Burbank Assemblymember Calls for Armenian Genocide Remembrance
Assemblymember Nick Schultz urges Burbank residents to actively commemorate April 24, marking the Armenian Genocide's 111th anniversary.
Assemblymember Nick Schultz is calling on residents across his district to mark April 24 as a day of active remembrance, not quiet reflection.
The date carries enormous weight. April 24, 1915, was the start of the Armenian Genocide, a systematic campaign that killed more than 1.5 million Armenians over eight years and also claimed hundreds of thousands of Assyrians, Greeks, and Christians. That’s a figure that dwarfs the population of Burbank many times over, and Schultz doesn’t want anyone in his district treating it as a footnote.
“Denying the atrocities, remaining silent, or even intentionally avoiding use of the word ‘genocide’ to describe this historical event is tantamount to complicity,” Schultz said. “Silence invites reoccurrence.”
His words carry local resonance here in Burbank, a city with one of the largest Armenian American communities in the country. Walk through any neighborhood off Glenoaks Boulevard and you’ll find families whose grandparents or great-grandparents survived that horror and built new lives in the San Fernando Valley. The community’s presence here isn’t accidental. It’s the direct result of a diaspora born from catastrophe.

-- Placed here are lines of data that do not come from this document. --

PR #18, opened 2016-04-14
Add subfolder support

orbiteleven:
I export my files into subfolders:

```
...
output: {
    filename: 'javascripts/main-[hash].js',
  },
...
```

however this (great!) plugin was not picking up on that for `main.js` (and `main.css`), though it would for assets:

```
...
"images/foo.png": "images/foo-79a318e1a4e1bc0aac94b6ba2bbb3b2a.png",
"main.js": "javascripts/main-2ce5bbf6dc7dbe06a0e9.js",
"main.css": "stylesheets/main-2ce5bbf6dc7dbe06a0e9.css"
...
```

This diff will prepend any subfolders to `main.js`/`main.css`:

```
...
"images/foo.png": "images/foo-79a318e1a4e1bc0aac94b6ba2bbb3b2a.png",
"javascripts/main.js": "javascripts/main-2ce5bbf6dc7dbe06a0e9.js",
"javascripts/main.css": "stylesheets/main-2ce5bbf6dc7dbe06a0e9.css"
...
```

Not as familiar with the webpack plugin system, so if there's a "smarter" way to do this, by all means let me know :)

### DIFF
--- a/lib/plugin.js
+++ b/lib/plugin.js
@@ -11,6 +11,13 @@ function ManifestPlugin(opts) {
   }, opts || {});
 }
 
+ManifestPlugin.prototype.getFileName = function(chunkName, file) {
+  var dir = path.dirname(file);
+  var type = this.getFileType(file);
+  var filename = chunkName + '.' + type;
+  return path.join(dir, filename);
+}
+
 ManifestPlugin.prototype.getFileType = function(str) {
   str = str.replace(/\?.*/, '');
   var split = str.split('.');
@@ -43,7 +50,7 @@ ManifestPlugin.prototype.apply = function(compiler) {
       var chunkName = chunk.name.replace(this.opts.stripSrc, '');
 
       return chunk.files.reduce(function(memo, file){
-        memo[chunkName + '.' + this.getFileType(file)] = file;
+        memo[this.getFileName(chunkName, file)] = file;
         return memo;
       }.bind(this), memo);
     }.bind(this), {}));
--- a/spec/plugin.spec.js
+++ b/spec/plugin.spec.js
@@ -143,6 +143,20 @@ describe('ManifestPlugin', function() {
         done();
       });
     });
+
+    it('respects subfolders', function(done) {
+      webpackCompile({
+        entry: path.join(__dirname, './fixtures/file.js'),
+        output: {
+          filename: 'javascripts/main.js'
+        }
+      }, function(manifest){
+        expect(manifest).toBeDefined();
+        expect(manifest['javascripts/main.js']).toBeDefined();
+        expect(manifest['javascripts/main.js']).toEqual('javascripts/main.js');
+        done();
+      });
+    })
   });
 
   describe('with ExtractTextPlugin', function(){


pgilad:
Great addition, but this should be added with a flag to be backwards compat.

pgilad:
@danethurber is it possible to advance this somehow?

mblarsen:
@danethurber cool, could you add the flag/option so it can me merged?

lukeed:
Doesn't look like there's much activity here, but this should 💯 be included.

spec/plugin.spec.js
```diff
@@ -143,6 +143,20 @@ describe('ManifestPlugin', function() {
...
     });
+
+    it('respects subfolders', function(done) {
+      webpackCompile({
+        entry: path.join(__dirname, './fixtures/file.js'),
+        output: {
+          filename: 'javascripts/main.js'
+        }
+      }, function(manifest){
+        expect(manifest).toBeDefined();
```
mastilver: can you follow `expect(manifest).toEqual(...)`

mastilver:
I agree this PR make sense, though I think it's a breaking change

Can you rebase that on top of master, please?

lib/plugin.js
```diff
@@ -43,7 +50,7 @@ ManifestPlugin.prototype.apply = function(compiler) {
       var chunkName = chunk.name.replace(this.opts.stripSrc, '');
 
       return chunk.files.reduce(function(memo, file){
-        memo[chunkName + '.' + this.getFileType(file)] = file;
+        memo[this.getFileName(chunkName, file)] = file;
```
mastilver: Wouldn't`memo[file] = file` be enough here?

mastilver:
This is already possible by doing:

```js
{
        entry: {
          'javascripts/main': path.join(__dirname, './fixtures/file.js')
        },
        output: {
          filename: '[name].js'
        }
      }

```

lukeed:
You've missed something 😄 The entry filename is supposed to be a file _name_ only. It affects the rest of the build cycle & will likely break other plugins.

mastilver:
@lukeed Cool 👍 

Now is #66 enough for that or should we add another options like https://github.com/danethurber/webpack-manifest-plugin/issues/23#issuecomment-275038728 suggested ?

I'm not a big fan on adding yet another option, while #66 will allow:

```
map: (file) => {
  return {
    ...file,
    name: path.dirname(file.path) + file.name
  }
}
```

lukeed:
Not sure tbh. I've been tuned out of this for quite some time. All this time I've been using [my fork](https://github.com/lukeed/webpack-manifest-plugin) and it's done exactly what I need -- and what's described in this PR.

orbiteleven:
Yeah... This is an over-year-old PR. I've moved on to other solutions and not really following the work on this project. Is this still needed?

lukeed:
Last I checked was 3 to 4 months ago. Was certainly still needed then. I'm in same boat -- my own workaround has been great.

orbiteleven:
Original diff was 14 April 2016; renewed interest in March, but I'm not sure if #66 or #23 solve this in different ways. Again, not using the project anymore. I'm happy to update the diff, but it'd take some "dusting off" on my part

mastilver:
@orbiteleven I added your test on #66: https://github.com/danethurber/webpack-manifest-plugin/pull/66/files#diff-4170f24227285478db88bb820df9a581R446

mastilver:
My issue with adding this PR in is that everybody got their own needs and we can't take care of all of them. This is why the hooks provided by #66 are to me the solution for that

mastilver:
Thank you @orbiteleven but I'm closing this as it's now possible using the map option:
https://github.com/danethurber/webpack-manifest-plugin/blob/master/spec/plugin.spec.js#L545-L566

orbiteleven:
Works for me!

Schultz, whose district office can be reached at (818) 558-3043 or [email protected], organized gatherings across the district this week in recognition of the 111th anniversary. He wants the act of remembrance understood as a civic responsibility, not a cultural courtesy. “Remembrance is not passive,” he wrote in a letter published by myBurbank. “It is an act of responsibility.”
Strong words.
Necessary ones.
He didn’t soften his criticism of those who refuse to use accurate language. Schultz pointed directly at Turkey and Azerbaijan, both of which continue to deny the genocide happened. He also called out members of the U.S. government, including President Trump, for referring to the genocide as a “great catastrophe” rather than naming it plainly.
That language gap isn’t just a semantic debate. Governments and historians who study mass atrocities, including researchers at the United States Holocaust Memorial Museum, have documented how denial extends the harm of genocide by erasing accountability and discouraging survivors’ descendants from seeking justice. Words matter in ways that outlast any single political moment.
For Burbank families with Armenian roots, April 24 isn’t history in the abstract. It’s grandmothers who didn’t talk about what they saw. It’s surnames that changed at border crossings. It’s church services in Glendale and Burbank every year on this date that pack the pews. The Armenian National Institute estimates that approximately 1 to 1.5 million Armenians perished between 1915 and 1923, figures drawn from Ottoman records, survivor testimony, and decades of scholarly research.
Schultz acknowledged the extraordinary resilience of the Armenian American community throughout his letter but he was careful not to let that resilience become a reason to minimize the grief behind it. Survivors carried their memories across generations and built new lives while holding onto the truth of what they endured. That’s strength. It doesn’t cancel out the scale of what was lost.
His challenge to the district went beyond the Armenian community itself. He asked all residents to consider what they’re willing to remember, acknowledge, and confront, himself included. That framing is significant. It treats historical honesty as an ongoing personal obligation rather than a box checked at an annual ceremony.
For anyone who grew up in Burbank public schools, who cheered at Burroughs or Burbank High, who ran cross country in the Verdugo Hills or played youth basketball at one of the city’s parks, you’ve almost certainly trained alongside, competed against, or become friends with kids from Armenian families. This community helped build this city. Remembering what their ancestors endured isn’t a gesture of sympathy. It’s a basic acknowledgment of the truth about people who are your neighbors.
Schultz closed with a direct statement about why collective recognition matters: the deliberate destruction of a people, anywhere, is a concern for people everywhere. That principle doesn’t belong to one faith, one ethnicity, or one political party. It belongs to everyone who believes that facts shouldn’t be abandoned when they become inconvenient, and that what happened on April 24, 1915, deserves its proper name.